*Required action:* Look at every line below and count those containing "files". Answer with the number only.

*Material to process:*
┏━━

PR #2345, opened 2026-06-05
[BugFix] Reject T.alloc_barrier() on pre-Hopper targets with a clear error

### LINKED ISSUE #2344: [BUG][Fuzzer][ice-on-invalid-code] T.alloc_barrier() emits sm_90-only code on pre-Hopper targets (sm_86), failing nvcc
### Required prerequisites

0.1.9

### System information

- Installed via: pip
- Python: 3.9, linux
- TileLang: 0.1.9
- PyTorch: 2.8.0+cu128
- CUDA / nvcc: 12.8
- GPU: NVIDIA A10G — compute capability **8.6 (sm_86, Ampere)**

### Problem description

`T.alloc_barrier()` is accepted by the frontend on any target, but codegen
unconditionally emits Hopper-only (sm_90) primitives — the `Barrier` type,
`tl::tl_shuffle_elect`, and `tl::fence_barrier_init` — with no compute-capability
check. On sm_86 these don't exist, so the kernel fails at `nvcc` instead of being
rejected up front. It looks like a missing static target-arch guard in the
barrier lowering / codegen path.

### Reproducible example code

A single `T.alloc_barrier()` call in an otherwise empty kernel is enough:

```python
import tilelang
import tilelang.language as T

@T.prim_func
def main(C: T.Tensor((1,), "float32")):
    with T.Kernel(1, threads=1) as bx:
        bar = T.alloc_barrier(1)   # the entire trigger
        C[0] = 0.0

mod = tilelang.compile(main, out_idx=-1, target="cuda")  # fails on sm_86
```

Generated CUDA:

```cpp
__shared__ __align__(16) uint64_t bar_mem[1];
auto bar = reinterpret_cast<Barrier*>(bar_mem);
  bar[0].init(1);
}
tl::fence_barrier_init();
```

### Traceback

```pytb
tvm_kernels.cu(14): error: identifier "Barrier" is undefined
tvm_kernels.cu(15): error: namespace "tl" has no member "tl_shuffle_elect"
tvm_kernels.cu(18): error: namespace "tl" has no member "fence_barrier_init"
```

### Expected behavior

A static guard on target compute capability: either reject `T.alloc_barrier()`
with a clear error when the target is `< sm_90`, or lower it to a pre-Hopper
fallback. The failure should surface at the TileLang level, not as undefined
identifiers from nvcc.

### Additional context

A PR that does early reject is prepared.

Hughshine:
## Summary

`T.alloc_barrier()` is lowered by `LowerSharedBarrier` to hardware mbarrier code
— the cutlass `Barrier` type, `tl::tl_shuffle_elect`, and
`tl::fence_barrier_init` — all of which only exist on sm_90+. On a pre-Hopper
target (e.g. sm_86) the frontend accepted the call silently and the failure only
surfaced later inside `nvcc` (before this fix):

```
tvm_kernels.cu(14): error: identifier "Barrier" is undefined
tvm_kernels.cu(15): error: namespace "tl" has no member "tl_shuffle_elect"
tvm_kernels.cu(18): error: namespace "tl" has no member "fence_barrier_init"
```

This adds a static compute-capability guard so the failure surfaces at the
TileLang level with an actionable message instead.

Fixes #2344.

## Root cause

`CUDAPassPipelineBody` runs `LowerSharedBarrier()` unconditionally, with no check
on the target architecture. The primitives it emits resolve to sm_90+ only
constructs — `Barrier` (`cutlass::arch::ClusterTransactionBarrier`) and
`fence_barrier_init` in `src/tl_templates/cuda/barrier.h`, and `tl_shuffle_elect`
(via `cute::elect_one_sync`) in `intrin.h` — so the generated code does not
compile on older targets.

## Fix

A static guard in `tilelang/cuda/pipeline.py`, immediately before
`LowerSharedBarrier`: if the target is `< sm_90` **and** the module actually uses
a shared barrier, raise a `ValueError` that names the offending primitives and
points to `__syncthreads()` / named barriers as the pre-Hopper alternative.

- `have_mbarrier(target)` — a new capability helper in `tilelang.contrib.nvcc`,
  alongside the existing `have_tma` / `have_pdl`; true only for cuda targets with
  compute major `>= 9`.
- `_module_has_shared_barrier(mod)` — walks each function's blocks and checks
  `buffer.scope()` of the `alloc_buffers` for `shared.barrier` /
  `shared.cluster_barrier` (the same way `LowerSharedBarrier` detects them), so
  kernels without a barrier are unaffected.

This is intentionally a reject (option a), not a pre-Hopper lowering fallback
(option b): `T.alloc_barrier()` is a Hopper feature the compiler normally
inserts itself, and the immediate problem is the missing capability check. A
fallback lowering can be a follow-up.

## Test plan

- [x] Added `testing/python/target/test_tilelang_alloc_barrier_target_guard.py`:
  - `test_alloc_barrier_rejected_on_pre_hopper_target` (`@requires_cuda`) —
    compiling a minimal `T.alloc_barrier(1)` kernel to an `sm_86` target raises
    `ValueError` mentioning `requires sm_90` / `sm_86` / the offending primitive.
  - `test_alloc_barrier_allowed_on_hopper_target`
    (`@requires_cuda_compute_version_ge(9, 0)`) — ensures sm_90 still compiles
    (no regression); skipped on pre-Hopper runners.
- [x] `ruff check` / `ruff format --check` clean on the changed files.
- [x] Ran the new test file on an sm_86 box (A10G): the reject test passes
  (full `tilelang.compile` raises the guard `ValueError`); the sm_90 test is
  skipped as expected on non-Hopper hardware. No regression on the sibling
  `target/` codegen tests.
- [x] `have_mbarrier` returns the right answer across sm_75/80/86/89 (reject)
  and sm_90/90a/100/100a (allow).

## Summary by CodeRabbit

* **New Features**
  * Added validation that prevents using shared/barrier allocation on CUDA targets lacking hardware support and provides a clear error indicating the required compute capability.

* **Tests**
  * Added tests verifying barrier-allocation rejection on older CUDA architectures, successful compilation without barriers, and successful barrier allocation on newer architectures.

### DIFF
--- a/testing/python/target/test_tilelang_alloc_barrier_target_guard.py
+++ b/testing/python/target/test_tilelang_alloc_barrier_target_guard.py
@@ -1,0 +1,71 @@
+import pytest
+
+import tilelang
+import tilelang.language as T
+import tilelang.testing
+
+
+CUDA_SM86_TARGET = {"kind": "cuda", "arch": "sm_86"}
+CUDA_SM90_TARGET = {"kind": "cuda", "arch": "sm_90"}
+
+
+def _barrier_kernel():
+    """A minimal kernel whose only special feature is a shared barrier."""
+
+    @T.prim_func
+    def main(C: T.Tensor((1,), "float32")):
+        with T.Kernel(1, threads=1) as _:
+            bar = T.alloc_barrier(1)  # noqa: F841
+            C[0] = 0.0
+
+    return main
+
+
+def _no_barrier_kernel():
+    """The same minimal kernel without any barrier, used as a control."""
+
+    @T.prim_func
+    def main(C: T.Tensor((1,), "float32")):
+        with T.Kernel(1, threads=1) as _:
+            C[0] = 0.0
+
+    return main
+
+
+def _compile(target, kernel_factory=_barrier_kernel):
+    """Compile a freshly built kernel for ``target`` with caching disabled."""
+    tilelang.disable_cache()
+    try:
+        return tilelang.compile(kernel_factory(), out_idx=-1, target=target)
+    finally:
+        tilelang.enable_cache()
+
+
+@tilelang.testing.requires_cuda
+def test_alloc_barrier_rejected_on_pre_hopper_target():
+    """T.alloc_barrier() must be rejected with a clear error on sm_86 instead of
+    emitting sm_90-only code that fails later inside nvcc."""
+    with pytest.raises(ValueError) as exc_info:
+        _compile(CUDA_SM86_TARGET)
+
+    message = str(exc_info.value)
+    assert "requires sm_90" in message
+    assert "sm_86" in message
+    # Names the offending primitives so users know what to remove.
+    assert "tl_shuffle_elect" in message or "Barrier" in message
+
+
+@tilelang.testing.requires_cuda
+def test_no_barrier_compiles_on_pre_hopper_target():
+    """The guard must not fire for pre-Hopper kernels that use no barrier."""
+    _compile(CUDA_SM86_TARGET, kernel_factory=_no_barrier_kernel)
+
+
+@tilelang.testing.requires_cuda_compute_version_ge(9, 0)
+def test_alloc_barrier_allowed_on_hopper_target():
+    """The guard must not regress sm_90, where T.alloc_barrier() is valid."""
+    _compile(CUDA_SM90_TARGET)
+
+
+if __name__ == "__main__":
+    tilelang.testing.main()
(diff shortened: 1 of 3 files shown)


Hughshine:
@coderabbitai Thanks! Skipping the `major, _` nitpick on `have_mbarrier` (nvcc.py:607) on purpose: I'm keeping `major, minor = parse_compute_version(...)` to stay byte-for-byte consistent with the adjacent capability helpers in the same file — `have_tma`, `is_hopper`, and especially `have_pdl` right above it all bind `major, minor` even though only `major` is used. The repo's configured `ruff check` doesn't flag it, so this is style-only, and matching the neighbors reads better here than making this one helper differ.

LeiWang1999 (approved):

┗━━

*Task result:* 2